_Dataset content_:
>>>
PR #85, opened 2026-06-13
fix(graph/load_edges): null-safe APPEARS_IN MERGE — SET in-book ordinal (#84)

### LINKED ISSUE #84: bug(graph/load_edges): APPEARS_IN MERGE embeds nullable hadith_number (load_edges.py:279) — null in-book ordinal aborts the write batch (ingest-platform sibling of da#77)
<<<
_Work task_: Please repeat the material above, word for word and in full.

_Written answer_:
PR #85, opened 2026-06-13
fix(graph/load_edges): null-safe APPEARS_IN MERGE — SET in-book ordinal (#84)

### LINKED ISSUE #84: bug(graph/load_edges): APPEARS_IN MERGE embeds nullable hadith_number (load_edges.py:279) — null in-book ordinal aborts the write batch (ingest-platform sibling of da#77)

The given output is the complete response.